The chart shows the recent explosive growth in deaths due to Covid-19 in Texas. John flagged this graphic as yet another example in which the data are encoded to the lengths of the squares, not their areas.

Fixing this chart just requires fixing the length of one side of the square. I also flipped it to make a conventional column chart.

Redo_texasdeathsquares_process

The final product:

Redo_texasdeaths_columns

An important qualification lurks in the footnote; it is directly applied to the label of July.

How much visual distortion is created when data are encoded to the lengths and not the areas? The following chart shows what readers see, assuming they correctly perceive the areas of those squares. The value for March is held the same as above while the other months show the death counts implied by the relative areas of the squares.

Redo_texasdeaths_distortion

Owing to squaring, the smaller counts are artificially compressed while the big numbers are massively exaggerated.


This chart shows why the PR agency for the UK government deserves a Covid-19 bonus

The Economist illustrated some interesting consumer research with this chart (link):

Economist_covidpoll

The survey by Dalia Research asked people about the satisfaction with their country's response to the coronavirus crisis. The results are reduced to the "Top 2 Boxes", the proportion of people who rated their government response as "very well" or "somewhat well".

This dimension is laid out along the horizontal axis. The chart is a combo dot and bubble chart, arranged in rows by region of the world. Now what does the bubble size indicate?

It took me a while to find the legend as I was expecting it either in the header or the footer of the graphic. A larger bubble depicts a higher cumulative number of deaths up to June 15, 2020.

The key issue is the correlation between a country's death count and the people's evaluation of the government response.

Bivariate correlation is typically shown on a scatter plot. The following chart sets out the scatter plots in a small multiples format with each panel displaying a region of the world.

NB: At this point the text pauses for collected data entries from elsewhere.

Issue #3013, opened 2023-02-15
Remove YesNoContest.partyId from VXF election def


jonahkagan:
Yes/no contests (aka ballot measures) are not actually associated with a party. Party associations only apply to candidate contests and are used for primary elections. VXF supports associating a partyId with ballot measures by accident, but CDF does not support this.

adghayes:
Closed by #3014.

PR #3014, opened 2023-02-15
Remove party associations for ballot measure (yes/no) contests

jonahkagan:
## Overview
Task: https://github.com/votingworks/vxsuite/issues/3013

Removes `YesNoContest.partyId` and deals with the consequences:
- Updating election fixtures to remove `partyId` from yes/no contests
- Updating logic that checked/filtered on `contest.partyId`

_Review by commits_

## Demo Video or Screenshot
N/A

## Testing Plan 
- Existing automated tests

## Checklist


apps/admin/frontend/src/app_write_in_flows.test.tsx
```diff
@@ -172,7 +172,7 @@ test('manual write-in data end-to-end test', async () => {
     .closest('tr')!;
   expect(
     within(precinct1SummaryRow).getByTestId('numBallots').textContent
-  ).toEqual('18');
+  ).toEqual('11');
```
jonahkagan, line 175: I couldn't make sense of this test well enough to understand if these changes are reasonable or indicate a bug

jonahkagan:
Here ya go: https://github.com/votingworks/vxsuite/issues/3015

apps/admin/frontend/src/app_write_in_flows.test.tsx
adghayes: I think this points to an underlying bug where our method of determining the total number of ballots in a precinct based on the total number of ballots in each contest is flawed. 

Basically, there should be 18 ballots in this precinct because we have 11 ballots from the mammal party and 7 ballots from the fish party. With the way we're calculating the total number, however, it sees the shared race (the now non-partisan races) and thinks they're the same ballot style, so it takes the maximum, 11. 

@jonahkagan this could take some thinking to get right so I'm not sure how you want to handle. Feel free to create a ticket and tag @adghayes and @carolinemodic, who may have more context. 

https://github.com/votingworks/vxsuite/blob/d43d42816b6a4d82d8491b9aa60448d5b70c93fc/apps/admin/frontend/src/utils/external_tallies.ts#L68-L122

jonahkagan: Ok, since this is a known bug now, I'm gonna not block this PR on it

PR #3021, opened 2023-02-16
Remove unused frontend auth code

arsalansufi:

## Overview

Now that we've moved auth to the backend on all machines, we can remove unused frontend auth code!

Redo_economistcovidpolling_scatter

The death tolls in the Asian countries are low relative to the other regions, and yet the people's ratings vary widely. In particular, the Japanese people are pretty hard on their government.

In Europe, the people of Greece, Netherlands and Germany think highly of their government responses, which have suppressed deaths. The French, Spaniards and Italians are understandably unhappy. The British appears to be the most forgiving of their government, despite suffering a higher death toll than France, Spain or Italy. This speaks well of their PR operation.

Cumulative deaths should be adjusted by population size for a proper comparison across nations. When the same graphic is produced using deaths per million (shown on the right below), the general story is preserved while the pattern is clarified:

Redo_economistcovidpolling_deathspermillion_2

The right chart shows deaths per million while the left chart shows total deaths.

***

In the original Economist chart, what catches our attention first is the bubble size. Eventually, we notice the horizontal positioning of these bubbles. But the star of this chart ought to be the new survey data. I swapped those variables and obtained the following graphic:

Redo_economistcovidpolling_swappedvar

Instead of using bubble size, I switched to using color to illustrate the deaths-per-million metric. If ratings of the pandemic response correlate tightly with deaths per million, then we expect the color of these dots to evolve from blue on the left side to red on the right side.

The peculiar loss of correlation in the U.K. stands out. Their PR firm deserves a bonus!